*Assigned task:* Every line below that holds the string "about" should be copied out.

Data supplied Block Start

PR #60288, opened 2024-02-07
Search filters: final design tweaks

camdencheek:
This is my last planned set of design fixes for the filters panel. It's somewhat of a monolithic PR since it's the result of pairing with @taiyab and we just fixed things while we were looking at it together.

In summary:
- Fixes the issue where we would show `0` count even though a limit was hit
- Hides the entire "By type" section when a `type:` filter is entered explicitly by the user
- Fixes various spacing issues that became more apparent when the "By type" section is gone
- Fixes various small consistency issues where the "By type" section is rendered differently than the other sections
- Fixes some overlap issues that were caused by negative margins

Depends on and includes https://github.com/sourcegraph/sourcegraph/pull/60216
Stacked on https://github.com/sourcegraph/sourcegraph/pull/60239

Video demo:

https://github.com/sourcegraph/sourcegraph/assets/12631702/35c2357e-263c-4462-8eeb-c7959cafc9ca

## Test plan

Visual testing with Taiyab

### DIFF
--- a/client/branded/src/search-ui/results/filters/NewSearchFilters.module.scss
+++ b/client/branded/src/search-ui/results/filters/NewSearchFilters.module.scss
@@ -11,32 +11,8 @@
         height: 0.5rem;
     }
 
-    &::-webkit-scrollbar-thumb {
-        background-color: var(--oc-gray-4);
-    }
-
-    &::-webkit-scrollbar-track {
-        background-color: var(--oc-gray-1);
-    }
-
     @-moz-document url-prefix('') {
         scrollbar-width: thin;
-        scrollbar-color: var(--oc-gray-1);
-    }
-
-    :global(.theme-dark) & {
-        &::-webkit-scrollbar-thumb {
-            background-color: var(--oc-gray-8);
-        }
-
-        &::-webkit-scrollbar-track {
-            background-color: var(--oc-gray-7);
-        }
-
-        @-moz-document url-prefix('') {
-            scrollbar-width: thin;
-            scrollbar-color: var(--oc-gray-6);
-        }
     }
 }
 
--- a/client/branded/src/search-ui/results/filters/NewSearchFilters.module.scss
+++ b/client/branded/src/search-ui/results/filters/NewSearchFilters.module.scss
@@ -19,14 +19,12 @@
 .filters {
     display: flex;
     flex-direction: column;
-    margin-bottom: 1rem;
     gap: 0.5rem;
 }
 
 .actions {
     position: sticky;
     bottom: 0;
-    margin-top: -0.5rem;
     padding: 1rem 0.75rem;
     border-top: 1px solid var(--border-color);
     background-color: var(--code-bg);
--- a/client/branded/src/search-ui/results/filters/NewSearchFilters.module.scss
+++ b/client/branded/src/search-ui/results/filters/NewSearchFilters.module.scss
@@ -20,6 +20,7 @@
     display: flex;
     flex-direction: column;
     gap: 0.5rem;
+    margin-bottom: auto;
 }
 
 .actions {
--- a/client/branded/src/search-ui/results/filters/NewSearchFilters.module.scss
+++ b/client/branded/src/search-ui/results/filters/NewSearchFilters.module.scss
@@ -4,7 +4,6 @@
     overflow: auto;
     display: flex;
     flex-direction: column;
-    gap: 0.5rem;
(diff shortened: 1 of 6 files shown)


client/branded/src/search-ui/results/filters/NewSearchFilters.module.scss
```diff
@@ -4,52 +4,28 @@
...
-        }
-
-        &::-webkit-scrollbar-track {
-            background-color: var(--oc-gray-7);
-        }
-
-        @-moz-document url-prefix('') {
-            scrollbar-width: thin;
-            scrollbar-color: var(--oc-gray-6);
-        }
```
camdencheek, line 40: These colors weren't being applied, so we got rid of them.

client/branded/src/search-ui/results/filters/NewSearchFilters.module.scss
```diff
@@ -4,52 +4,29 @@
...
+    display: flex;
+    flex-direction: column;
+    gap: 0.5rem;
     margin-bottom: auto;
 }
 
 .actions {
     position: sticky;
     bottom: 0;
-    margin-top: -0.5rem;
```
camdencheek, line 51: This negative margin was causing problems when we updated the spacing on the filters

client/branded/src/search-ui/results/filters/NewSearchFilters.module.scss
vovakulikov: @camdencheek I don't think this is something that we should remove, these rules set a custom style for the filters panel scrollbar. The reason we have it is because we want to show the scrollbar unconditionally (when we have actual scroll) because on MacOS this is a common case when you can't see the scrollbar unless you're performing an actual scroll action. Without a scrollbar it is easy to miss that there is additional content beyond the visible viewport area.

client/branded/src/search-ui/results/filters/components/dynamic-filter/SearchDynamicFilter.module.scss
```diff
@@ -1,5 +1,5 @@
 .root {
-    padding: 0.5rem 0.5rem 0.5rem 0.75rem;
+    padding: 0.75rem 1rem;
```
vovakulikov, line 2: I know that this comes from the original design, but not sure if is it because in Figma all looks a bit downscaled but on my screen (mid-size browser window) this spacing feels off. 

cc @taiyab

client/branded/src/search-ui/results/filters/components/filter-type-list/FilterTypeList.tsx
```diff
@@ -110,32 +110,28 @@ interface FilterTypeButtonProps {
...
-            </Button>
-        </Tooltip>
+        <Button
+            variant={selected ? 'primary' : 'secondary'}
+            outline={!selected}
+            className={classNames(styles.typeListItem, {
+                [styles.typeListItemSelected]: selected,
+            })}
+            onClick={() => onClick(filter, selected)}
+            ref={null}
```
vovakulikov, line 127: I don't belive we need this null ref here

vovakulikov (commented):
Left some  minor comments about spacing and as I think important one about scroll bar

client/branded/src/search-ui/results/filters/components/dynamic-filter/SearchDynamicFilter.module.scss
taiyab: Tested it locally and it seems fine.

taiyab (commented):
Couple of comments. LGTM! 👍

client/branded/src/search-ui/results/filters/NewSearchFilters.module.scss
camdencheek: Okay, I ended up reverting the color changes to the scrollbar because we figured out why the color stuff wasn't working on firefox. We're currently using the default browser behavior for scrollbars and just overriding the colors to be less stark. I apparently have a firefox setting enabled that shows the scrollbar only on scroll, and I don't want to go messing with behavior like that right before code freeze. 

After talking with Vova, it turns out that scrollbar colors and behavior are all over the place in the webapp, so this would be a great thing to follow up on and do a more comprehensive look at "how do we handle scrolling in the webapp."

taiyab (commented):
Fine with the compromises. Looks good.

vovakulikov (approved):

Issue #56915, opened 2023-09-21
Improve error messages displayed to admin when a repository fails


mike-r-mclaughlin:
**Reported by:** https://github.com/sourcegraph/accounts/issues/6938

#### Feature request description

Often exception messages like `Context deadline exceeded` are displayed to the user.   It would be great if the error message indicated what caused this and what to do to resolve it.  

![image](https://github.com/sourcegraph/sourcegraph/assets/23640224/1226e773-64fc-4b81-aa39-f99810977fb3)

#### Is your feature request related to a problem? If so, please describe.

When troubleshooting errors with repository clones, it's difficult for admins to know what to do with a generic error message like `context deadline exceeded`.  Often the log is not accessible or has no additional information.

/cc @sourcegraph/source

PR #60294, opened 2024-02-07
gitserver: Default to unimplemented handler of P4Exec

eseliger:
Just a simple change, we don't need to explicitly reimplement this.

## Test plan

This endpoint is unused, so as long as Go is happy, it will be fine.

PR #60292, opened 2024-02-07
gitserver: Make patch reader for CreateCommitFromPatch streaming

eseliger:
This makes it so that we don't have to buffer the entire patch in memory, which has been seen to be 100MB+ in the past.

## Test plan

Existing test suites cover that this didn't break anything.

PR #60291, opened 2024-02-07
gitserver: Make helper function for maybeStartClone

eseliger:
Now that we know how often this is going to be copied, I decided to make a helper function.

## Test plan

Existing tests verify that the behavior hasn't been changed (except for the error string)

PR #60298, opened 2024-02-08
gitserver: Improve error reporting for context deadlines for clones and updates

eseliger:
This PR started as a "oh let me wrap the context error in a nice message".

Then, as I dug in, I noticed that we did very messy things with context along the way, ultimately causing clones to be canceled while a request loses interest, making us have to start over, and those nicely wrapped errors just not bubbling up. Instead, we would get cryptic "signal: killed" errors now.

I want to come back at this again and check if we could rewrite these errors in the presentation layer only, but for now I think this is a fix that's workable. We should be coming back at this when we look at scheduler.

I'll include inline comments to explain the changes in detail.

Closes https://github.com/sourcegraph/sourcegraph/issues/56915

## Test plan

Test suites still pass, the integration test suite will cover it E2e, and manually verified using a 1 second long command timeout that these errors render nicely now.

### DIFF
--- a/cmd/gitserver/internal/ensurerevision.go
+++ b/cmd/gitserver/internal/ensurerevision.go
@@ -23,6 +23,7 @@ func (s *Server) EnsureRevision(ctx context.Context, repo api.RepoName, rev stri
 		ensureRevisionCounter.WithLabelValues("HEAD").Inc()
 		return false
 	}
+
 	if conf.Get().DisableAutoGitUpdates {
 		ensureRevisionCounter.WithLabelValues("disabled").Inc()
 		// ensureRevision may kick off a git fetch operation which we don't want if we've
@@ -33,7 +34,9 @@ func (s *Server) EnsureRevision(ctx context.Context, repo api.RepoName, rev stri
 	// Revision not found, update before returning.
 	err := s.doRepoUpdate(ctx, repo, rev)
 	if err != nil {
-		ensureRevisionCounter.WithLabelValues("update_failed").Inc()
+		if ctx.Err() == nil {
+			ensureRevisionCounter.WithLabelValues("update_failed").Inc()
+		}
 		s.logger.Warn("failed to perform background repo update", log.Error(err), log.String("repo", string(repo)), log.String("rev", rev))
 		// TODO: Shouldn't we return false here?
 	} else {
--- a/cmd/gitserver/internal/server.go
+++ b/cmd/gitserver/internal/server.go
@@ -162,7 +162,7 @@ type ServerOpts struct {
 }
 
 func NewServer(opt *ServerOpts) *Server {
-	ctx, cancel := context.WithCancel(context.Background())
+	ctx, cancel := context.WithCancelCause(context.Background())
 
 	// GitMaxConcurrentClones controls the maximum number of clones that
 	// can happen at once on a single gitserver.
@@ -247,8 +247,8 @@ type Server struct {
 	// server is stopped. Do not directly call this, rather call
 	// Server.context()
 	ctx      context.Context
-	cancel   context.CancelFunc // used to shutdown background jobs
-	cancelMu sync.Mutex         // protects canceled
+	cancel   context.CancelCauseFunc // used to shutdown background jobs
+	cancelMu sync.Mutex              // protects canceled
 	canceled bool
 	wg       sync.WaitGroup // tracks running background jobs
 
@@ -321,11 +321,12 @@ type clonePipelineRoutine struct {
 	// TODO: Get rid of this dependency.
 	s      *Server
 	queue  *common.Queue[*cloneJob]
-	cancel context.CancelFunc
+	cancel context.CancelCauseFunc
 }
 
 func (p *clonePipelineRoutine) Start() {
-	ctx, cancel := context.WithCancel(context.Background())
+	// TODO: This should probably use serverContext.
+	ctx, cancel := context.WithCancelCause(context.Background())
 	p.cancel = cancel
 	// Start a go routine for each the producer and the consumer.
 	go p.cloneJobConsumer(ctx, p.tasks)
@@ -334,7 +335,7 @@ func (p *clonePipelineRoutine) Start() {
 
 func (p *clonePipelineRoutine) Stop() {
 	if p.cancel != nil {
-		p.cancel()
+		p.cancel(errors.New("clone pipeline routine stopped"))
 	}
 }
 
@@ -416,7 +417,9 @@ var repoCloned = func(dir common.GitDir) bool {
 // Stop cancels the running background jobs and returns when done.
 func (s *Server) Stop() {
 	// idempotent so we can just always set and cancel
-	s.cancel()
+	// Provide a little bit of context of where this context cancellation
+	// is coming from.
+	s.cancel(errors.New("gitserver is shutting down"))
 	s.cancelMu.Lock()
 	s.canceled = true
 	s.cancelMu.Unlock()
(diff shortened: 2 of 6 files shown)


cmd/gitserver/internal/ensurerevision.go
```diff
@@ -52,10 +53,13 @@ func (s *Server) ensureRevision(ctx context.Context, repo api.RepoName, rev stri
...
 		return false
 	}
+
 	// Revision not found, update before returning.
 	err := s.doRepoUpdate(ctx, repo, rev)
 	if err != nil {
-		ensureRevisionCounter.WithLabelValues("update_failed").Inc()
+		if ctx.Err() == nil {
+			ensureRevisionCounter.WithLabelValues("update_failed").Inc()
+		}
```
eseliger, line 62: Make sure we don't miscount here, those aren't actually failed updates, just requests that lost interest in the update result.

cmd/gitserver/internal/server.go
```diff
@@ -377,7 +377,9 @@ var repoCloned = func(dir common.GitDir) bool {
 // Stop cancels the running background jobs and returns when done.
 func (s *Server) Stop() {
 	// idempotent so we can just always set and cancel
-	s.cancel()
+	// Provide a little bit of context of where this context cancellation
+	// is coming from.
+	s.cancel(errors.New("gitserver is shutting down"))
```
eseliger, line 382: gives a little bit more context as to why the context was canceled.

cmd/gitserver/internal/server.go
```diff
@@ -286,7 +286,7 @@ type clonePipelineRoutine struct {
 }
 
 func (p *clonePipelineRoutine) Start() {
-	ctx, cancel := context.WithCancel(context.Background())
+	ctx, cancel := p.s.serverContext()
```
eseliger, line 289: using serverContext here vs a background context makes it so that gitserver properly waits for the pipeline to shut down current clones. 

TODO: Make sure that gitserver can still shut down properly, as gitserver.Stop is only called AFTER the MonitorBackgroundRoutines returns.

cmd/gitserver/internal/server.go
```diff
@@ -456,19 +458,18 @@ func (s *Server) IsRepoCloneable(ctx context.Context, repo api.RepoName) (protoc
...
+
 	req.Repo = protocol.NormalizeRepo(req.Repo)
 	dir := gitserverfs.RepoDirFromName(s.ReposDir, req.Repo)
 
-	// despite the existence of a context on the request, we don't want to
-	// cancel the git commands partway through if the request terminates.
-	ctx, cancel1 := s.serverContext()
-	defer cancel1()
-	ctx, cancel2 := context.WithTimeout(ctx, conf.GitLongCommandTimeout())
-	defer cancel2()
```
eseliger, line 470: Using the serverContext here already makes it so that the request has no control about whether it can return early from here, even though the work is running in the background anyways. This fixes that, and fixes that we double-register a timeout and serverContext in the case that !repoCloned

cmd/gitserver/internal/server.go
```diff
@@ -744,32 +748,40 @@ func (s *Server) CloneRepo(ctx context.Context, repo api.RepoName, opts CloneOpt
...
-	syncer, err := s.GetVCSSyncer(ctx, repo)
-	if err != nil {
-		return "", errors.Wrap(err, "get VCS syncer")
-	}
+	syncer, remoteURL, err := func() (_ vcssyncer.VCSSyncer, _ *vcs.URL, err error) {
+		defer func() {
+			if err != nil {
+				s.setLastErrorNonFatal(serverCtx, repo, err)
+			}
+		}()
```
eseliger, line 760: wrapped to not repeat setLastErrorNonFatal multiple times in all error branches

cmd/gitserver/internal/server.go
```diff
@@ -788,16 +800,31 @@ func (s *Server) CloneRepo(ctx context.Context, repo api.RepoName, opts CloneOpt
...
+			s.setLastErrorNonFatal(serverCtx, repo, err)
+		}()
+
+		select {
+		case <-done:
+			return "", err
+		case <-ctx.Done():
+			return "", ctx.Err()
+		}
 	}
```
eseliger, line 828: we wrap in a goroutine here, so that beyond context cancellation from the caller the clone continues. There's never a case where only the specific caller is interested in a repo. Gitserver will always have to clone a repo anyways, so we should not abort after making 95% progress here. Instead, we allow the calling context to early-exit from this function.

cmd/gitserver/internal/server.go
```diff
@@ -898,6 +927,9 @@ func (s *Server) doClone(
...
 
 	if cloneErr != nil {
+		if errors.Is(cloneCtx.Err(), context.DeadlineExceeded) {
+			return errors.Newf("failed to clone repo within deadline of %s", cloneTimeout)
+		}
```
eseliger, line 932: Magic new error, to add clarity of what happened here to the user.

cmd/gitserver/internal/server.go
```diff
@@ -1246,64 +1283,76 @@ func (s *Server) doBackgroundRepoUpdate(repo api.RepoName, revspec string) error
...
-	if err != nil {
-		return err
-	}
-	defer cancel2()
-
-	if err = s.RPSLimiter.Wait(ctx); err != nil {
-		return err
-	}
+	err := func(ctx context.Context) error {
+		ctx, cancelLimiter, err := s.acquireCloneLimiter(ctx)
```
eseliger, line 1298: strongly recommend to hide whitespace changes here, to make reviewing easier

cmd/gitserver/internal/server.go
```diff
@@ -1246,64 +1283,76 @@ func (s *Server) doBackgroundRepoUpdate(repo api.RepoName, revspec string) error
...
+				return errors.Wrapf(err, "failed to fetch repo %q", repo)
+			}
 		}
+
+		return postRepoFetchActions(ctx, logger, s.DB, s.Hostname, s.RecordingCommandFactory, repo, dir, remoteURL, syncer)
+	}(ctx)
+
+	if errors.Is(err, context.DeadlineExceeded) {
+		return errors.Newf("failed to update repo within deadline of %s", fetchTimeout)
 	}
```
eseliger, line 1353: wrapped in a function to make it easy to always wrap the error with this pretty message.

eseliger:
> [!WARNING]
> <b>This pull request is not mergeable via GitHub because a downstack PR is open. Once all requirements are satisfied, merge this PR as a stack <a href="https://app.graphite.dev/github/pr/sourcegraph/sourcegraph/60298?utm_source=stack-comment-downstack-mergeability-warning" >on Graphite</a>.</b>

* `main`
  * **PR #60291** <a href="https://app.graphite.dev/github/pr/sourcegraph/sourcegraph/60291?utm_source=stack-comment-icon" target="_blank">Graphite</a> 
    * **PR #60292** <a href="https://app.graphite.dev/github/pr/sourcegraph/sourcegraph/60292?utm_source=stack-comment-icon" target="_blank">Graphite</a> 
      * **PR #60294** <a href="https://app.graphite.dev/github/pr/sourcegraph/sourcegraph/60294?utm_source=stack-comment-icon" target="_blank">Graphite</a> 
        * **PR #60295** <a href="https://app.graphite.dev/github/pr/sourcegraph/sourcegraph/60295?utm_source=stack-comment-icon" target="_blank">Graphite</a> 
          * **PR #60298** <a href="https://app.graphite.dev/github/pr/sourcegraph/sourcegraph/60298?utm_source=stack-comment-icon" target="_blank">Graphite</a>  👈

This [stack of pull requests](https://stacking.dev/?utm_source=stack-comment) is managed by [Graphite](https://app.graphite.dev/github/pr/sourcegraph/sourcegraph/60298?utm_source=stack-comment).

cmd/gitserver/internal/server.go
```diff
@@ -286,6 +286,7 @@ type clonePipelineRoutine struct {
 }
 
 func (p *clonePipelineRoutine) Start() {
+	// TODO: This should probably use serverContext.
```
eseliger, line 289: But for that I need to ensure that gitserver can still shut down properly, since the clone pipeline needs to stop before the context is cancelled currently.
So that's for later.

ggilmore (approved):

ggilmore:
Will be nice to see if we can see the codes.Aborted error rates in our charts go down as a result of this.

PR #60303, opened 2024-02-08
svelte: Use parallel data loading

fkling:
The way how data loaders are currently depending on each other results in unnecessary waterfall data loading. I originally thought that it would make the data flow clearer, but I think the benefit of parallel data loading outweighs this.

Before:
- all data loaders depend on the top level data loader to provide the GraphQL client, but the top level data loader also fetches initial data for the app which can take time
- any repo data loaders depend on the repo root data loader to validate/resolve the repo and commit

Now:
- data loaders fetch a reference to the global graphql client
- almost all repo loaders use the repo name and revision from the URL
  - this required to change GraphQL queries from `node(id)` to `repository(name)`
  - before the loader could assume that the repo and revision are valid. That's not the case anymore, so each of these queries could "fail". However the `(validrev)` data loader will still validate the revision and render an appropriate error page. So even though the data loaders run and try to fetch the data for an invalid repo/revision, the corresponding page won't be rendered.

If a loader needs access to user data they will of course need to wait for the parent loader to resolve. But so far that hasn't been the case.

## Test plan

Manual testing, `pnpm test`

### DIFF
--- a/client/web-sveltekit/src/routes/[...repo=reporev]/+layout.ts
+++ b/client/web-sveltekit/src/routes/[...repo=reporev]/+layout.ts
@@ -14,7 +14,7 @@ import {
 } from '$lib/shared'
 
 import type { LayoutLoad } from './$types'
-import { ResolveRepoRevison, ResolvedRepository } from './layout.gql'
+import { ResolveRepoRevision, ResolvedRepository, type ResolveRepoRevisionResult } from './layout.gql'
 
 export interface ResolvedRevision {
     repo: ResolvedRepository
@@ -83,21 +83,18 @@ async function resolveRepoRevision({
     repoName: string
     revision?: string
 }): Promise<ResolvedRevision> {
+    // See if we have a cached response
     let data = client.readQuery({
-        query: ResolveRepoRevison,
+        query: ResolveRepoRevision,
         variables: {
             repoName,
             revision,
         },
     })
-    if (
-        !data ||
-        (data.repositoryRedirect?.__typename === 'Repository' && data.repositoryRedirect.commit?.oid !== revision)
-    ) {
-        // We always refetch data when 'revision' is a "symbolic" revision (e.g. a tag or branch name)
+    if (shouldResolveRepositoryInformation(data)) {
         data = await client
             .query({
-                query: ResolveRepoRevison,
+                query: ResolveRepoRevision,
                 variables: {
                     repoName,
                     revision,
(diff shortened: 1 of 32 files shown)


client/web-sveltekit/src/routes/[...repo=reporev]/+layout.ts
```diff
@@ -65,13 +65,13 @@ export const load: LayoutLoad = async ({ parent, params, url, depends }) => {
     }
 }
 
-function redirectToExternalHost(externalRedirectURL: string, currentURL: URL): Redirect {
+function redirectToExternalHost(externalRedirectURL: string, currentURL: URL): never {
```
Comment (camdencheek) [inline client/web-sveltekit/src/routes/[...repo=reporev]/+layout.ts:68]: Huh, did not expect redirects to be implemented as exceptions

camdencheek (approved):
Some nice simplification to the GraphQL queries too!

client/web-sveltekit/src/routes/[...repo=reporev]/+layout.ts
Comment (fkling) [reply client/web-sveltekit/src/routes/[...repo=reporev]/+layout.ts:68]: I missed that when updating to v2.0. From the docs:

> Like `error(...)`, calling `redirect(...)` will throw an exception, making it easy to stop execution from inside helper functions.

fkling:
I realized why I implemented it the way it was in the first place (should have left a comment): It works better with caching and ensures that all data is consistent when browsing different repository pages. With the changes in this PR you could run into the following scenario:

- User navigate to a file X at revision A
- In the meantime a new commit becomes available (B) that changes file X and Y
- User navigates to file Y from the sidebar, sees content from commit B
- User navigates back to file X (either back button or file sidebar) and would see file X at revision A again

Before writing this I thought of a couple of things we could do but there are only two that are really feasible:

- Never cache those queries -> delay when navigating to pages you've already visited
- Wait for revision to resolve and use specific commit ID for all queries -> waterfall for initial page load but consistent data throughout (the way it is right now without this PR).

Of those two I'd prefer the second one. There are two improvements we can still make wrt to avoiding waterfalls:

- Don't block on the initial GraphQL request which fetches user information (already implemented in this PR)
- Do not "re-resolve" symbolic revisions when navigating to repo that was already visited. That would mean a symbolic revision will always resolve to the commit that the symbolic name pointed at the time the web app was loaded (not yet done in this PR). I think that would be even better wrt back and forward navigation in the browser, because it would mean that you still see the same content when navigating back to a repo page after leaving the repo. (and we can still implement a "side check" to notify the user when a new revision is available).


What are your thoughts about this @camdencheek ?

fkling:
I've made the following changes in a follow up commit:

- Where necessary, the data loader will wait for the parent loader to resolve the revision to ensure consistent data while browsing repo pages. Some pages don't use the current revision. Maybe we'll have to follow up on that and change them to use the revision.
- If possible, the revision from the URL is used. If the revision in the URL is a full SHA1, then it's used as is and the loader doesn't have to wait for the parent. This is a slight optimization and it's reasonable to assume that shared URLs often contain the commit ID.
- We are not re-resolving a symbolic revspec every time when navigating to a repository page. That means the revspec is resolved only the first time (during a single session). This slightly speeds up page navigation but more importantly ensures that the data is consistent when navigating the pages. Eventually we should add a way to information the user when new commits are available.

PR #60307, opened 2024-02-08
svelte: Improve scroll behavior on repo pages

fkling:
This fixes an issue that had been bugging for quite a while: When you scrolled within a file and navigated to a new file, we would open the new file at the same scroll position instead of at the top of the file.

SvelteKit has native support for restoring and resetting the scroll position, but that only works when the whole page is scrollable. In our case we made an "app" wrapper `<div>` scrollable, so that wouldn't work with SvelteKit.
I made the necessary HTML changes so that we can leverage SvelteKit's default behavior but that was problematic too: After clicking on an entry in the file tree the whole file tree would be moved down because now the whole page would be scrolled to the top, revealing the page navigation bar and repo header again.

So what we really want is to scroll to the top of what I consider the *content* of the repo page, excluding page navigation and repo header. That's exactly what the changes in the repo layout file do: After navigation we check the scroll position of the page (easy to do now that truly the whole page is scrollable), and scroll to the beginning of the page content. We need to take some additional steps to restore the correct scroll position when navigating back and forth via the built-in snapshot feature.

https://github.com/sourcegraph/sourcegraph/assets/179026/bd882831-2ee4-449f-89ef-8dc3e1a7cc84

## Test plan

Manual testing

### DIFF
--- a/client/web-sveltekit/src/lib/dom.ts
+++ b/client/web-sveltekit/src/lib/dom.ts
@@ -168,3 +168,25 @@ export const computeFit: Action<HTMLElement, void, ComputeFitAttributes> = node 
         },
     }
 }
+
+/**
+ * Helper action to manage CSS classes on an element. This is used on svelte:body because
+ * it doesn't support the class directive.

Data supplied Block End

*Answer to the exercise:*
Left some  minor comments about spacing and as I think important one about scroll bar
eseliger, line 470: Using the serverContext here already makes it so that the request has no control about whether it can return early from here, even though the work is running in the background anyways. This fixes that, and fixes that we double-register a timeout and serverContext in the case that !repoCloned
What are your thoughts about this @camdencheek ?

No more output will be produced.